Biocomputing storage solutions: The Science and Where It Actually Stands

The data storage problem is quietly becoming one of the more urgent engineering challenges of the next decade. Global data creation is growing at approximately 23 percent per year. Current storage technologies — hard drives, solid-state drives, magnetic tape — require physical space, significant energy, controlled temperature environments, and have functional lifespans measured in years to decades. The global data centres that house humanity’s accumulated information already consume more electricity than many entire countries.

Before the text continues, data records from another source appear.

PR #607, opened 2024-12-09
feat: change payload for healthchecks to text

### LINKED ISSUE #552: healthchecks.io hook should send a plain text message as its status
### Discussed in https://github.com/garethgeorge/backrest/discussions/546

<div type='discussions-op-text'>

<sup>Originally posted by **nesalkiN** November 10, 2024</sup>
The request body for calls to healthchecks looks like this:
Capture_Backrest_-_Immich_–_Healthchecks io_–_Brave_2024-11-10_16-53-48_86046533

This is quite hard to read. The warning via e-mail and notification services connected to healthchecks shows this info when it sends out warnings but you can't easily see in the notifications what's going on when in json.

Can this be configured in the field for template? Please ELI5 if possible. ;)

For other software/solutions it could look like this: (this is from duplicati):
Capture_Duplicati_-_Appdata_OneDrive_–_Healthchecks io_–_B_2024-11-10_16-49-07_62998342

(pics from healthchecks)</div>

herobrauni:
Fixes #552 in my tests.
image

I can barely write go code and have done only minimal checks, so viewers discretion is advised.

In any case thank you a lot for the great tool

### DIFF
--- a/internal/hook/types/healthchecks.go
+++ b/internal/hook/types/healthchecks.go
@@ -1,75 +1,64 @@
 package types
 
 import (
-	"bytes"
-	"context"
-	"encoding/json"
-	"fmt"
-	"reflect"
+    "bytes"
+    "context"
+    "fmt"
+    "reflect"
 
-	v1 "github.com/garethgeorge/backrest/gen/go/v1"
-	"github.com/garethgeorge/backrest/internal/hook/hookutil"
-	"github.com/garethgeorge/backrest/internal/orchestrator/tasks"
-	"github.com/garethgeorge/backrest/internal/protoutil"
-	"go.uber.org/zap"
+    v1 "github.com/garethgeorge/backrest/gen/go/v1"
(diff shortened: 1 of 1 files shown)


garethgeorge:
First, thanks for contributing this fix! Generally looks great.

Question about healthchecks.io -- is there a feature of healthchecks that depends on the JSON text field / @inode64 is there a reason you originally used json payloads with a text field set?

Will this switch break an existing use case?

inode64:
When copying another hook I used the same structures that used json, then I noticed the problem that they were not displayed correctly, I tried using a json to text converter internally in healthchecks, but in the end I think it is better that backrest send the body correctly

garethgeorge:
Sgtm, thanks for the context! Given that, I think I feel reasonably comfortable making this change without a migration / providing a toggle. We can just switch over. 

I’ll mark this as a “feat” as it’s slightly breaking— deserves to be tracked as a minor version change.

DNA data storage is not a new idea — scientists have been exploring it theoretically since the 1960s — but it has recently crossed from theoretical possibility to experimentally demonstrated reality in ways that make the eventual practical applications plausible within a reasonable timeframe. The biology is extraordinary: a single gram of DNA can, in theory, store approximately 215 petabytes of data. All the data generated by humanity so far could be stored in a volume of DNA smaller than a room. The information density is not comparable to anything humanity has engineered — it evolved over four billion years to be the densest information storage medium that chemistry permits.

How DNA Storage Works

Data is encoded into DNA by converting binary information into sequences of the four DNA bases — adenine, thymine, guanine, and cytosine. These sequences are then synthesised as physical DNA strands using DNA synthesis technology, which has become substantially cheaper and faster over the last decade (following the same kind of cost curve that semiconductor manufacturing followed in an earlier era). The data is stored as physical DNA in a suitable medium — typically a dry or freeze-dried form for stability — and retrieved by sequencing the DNA and running the output through a decoding algorithm.

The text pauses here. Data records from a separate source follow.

PR #625, opened 2025-01-02
Add metric when task fails

titilambert:
Here is an example of `/metrics`
image


garethgeorge:
Must have been a typo that I missed this first time around, good catch and thanks for contributing the fix!

PR #1206, opened 2023-03-09
Minor typo in routine comment

bhourahine:
Preprocessor macro applied for correctly label precision in a loop


vanderhe (approved):
Works.

PR #1207, opened 2023-03-09
Fix indentation errors and convert comments to uppercase

vanderhe:
Had some idle time and wrote a script that fixes some style related things. While white spaces for visual alignment are discouraged in the style guide, having FORD comments start with upper case characters is more of an undocumented convention I guess (and not even close to being consistently implemented).

The script is not yet robust enough to apply it to the whole code base, but I might work on improving it so that it could potentially end up supplementing the tools of srcmanip at some point.


bhourahine:
Interesting question as to whether there is a convention about caps in variable comments... You might want to check the script in, or otherwise make available.

bhourahine (approved):
Ready to merge

PR #1212, opened 2023-03-24
Missing left side array dimensioning in k-pts

bhourahine:
Mostly the helical cases, where (:) = are missing.


vanderhe (approved):
Looks good. I think if we would systematically search for these cases we would find a whole bunch of them all over the codebase.

PR #1213, opened 2023-03-28
Nacv fixed numerics ii

thomas-niehaus:
I know its stupid to create another pull request for the same code change, but I had massive problems with the submodules. I commited the 'modified' submodules before issuing ' git submodule update --recursive' With git revert I could not come back to a version without errors. So here we are. 

The old PR  'Nacv fixed numerics'  contains the history of Balints code change requests. This PR has those changes (or most of them).


aradi:
OK, I merged it, but then reverted the merge again due to the issue with the fake GitHub email address.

The key milestones that have made this more than conceptually interesting: Microsoft Research and the University of Washington demonstrated in 2019 the storage and retrieval of 1 GB of data in DNA with a random-access retrieval system. The retrieval was slow — hours rather than milliseconds — but the data was retrieved accurately. In 2021, a team at ETH Zurich demonstrated DNA storage encapsulated in silica with a stability profile suggesting data preservation of thousands of years without energy input, comparable to the natural stability that allows DNA from organisms tens of thousands of years old to be sequenced today.

The Current Limitations

The technology has real, significant limitations that are worth stating clearly. The cost of DNA synthesis, while declining rapidly, remains orders of magnitude higher per byte than magnetic storage for most use cases. Retrieval speed is fundamentally limited by the biochemical processes involved — DNA sequencing, however fast it gets, is not going to approach the microsecond access times of solid-state storage. And the error rates in both synthesis and sequencing, while manageable with error-correction algorithms, add complexity and computational overhead to both writing and reading.

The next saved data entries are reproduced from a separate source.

PR #1214, opened 2023-03-29
Fixed commensurate k-test for helical

bhourahine:
And added high order rotation regression case


src/dftbp/dftbplus/initprogram.F90
```diff
@@ -1403,7 +1404,7 @@ subroutine initProgramVariables(this, input, env)
       this%kWeight(:) = input%ctrl%kWeight / sum(input%ctrl%kWeight)
       if (this%tHelical) then
         if (any(abs(this%kPoint(2,:)*nint(this%latVec(3,1))&
-            & -nint(this%kPoint(2,:)*nint(this%latVec(3,1)))) > epsilon(1.0_dp))) then
+            & -nint(this%kPoint(2,:)*nint(this%latVec(3,1)))) > epsilon(1.0_rsp))) then
```
aradi, line 1407: Wouldn't it be more meaningful not to tie it to `epsilon` but to an arbitrary tolerance value we are willing to accept (e.g. `1e-6_dp` or so)?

The applications profile that DNA storage is most suitable for in the near term is therefore not everyday computing storage — it’s archival storage. Data that needs to be preserved for very long periods, accessed infrequently, and stored in the smallest possible physical footprint. Cultural heritage archiving, genomic databases, regulatory records with long retention requirements, and scientific data sets are all candidate applications. The National Archives of multiple countries are actively investigating DNA storage for exactly these reasons.

The Longer Timeline

The truly transformative version of biocomputing storage — not just storing data in DNA but processing it there, using biological mechanisms for computation as well as storage — remains further out. DNA computing, explored by Leonard Adleman in the 1990s, demonstrated the theoretical possibility of using DNA hybridisation for certain types of computation, but practical DNA computers remain laboratory curiosities rather than useful machines. The convergence of storage and processing in biological substrates is a long-horizon possibility rather than a near-term prospect.

What the near term offers is a compelling answer to a real problem: the need to store vast, growing archives of data in a way that doesn’t require buildings full of powered hard drives. That’s not the science fiction endpoint, but it’s a meaningful advance on an important problem.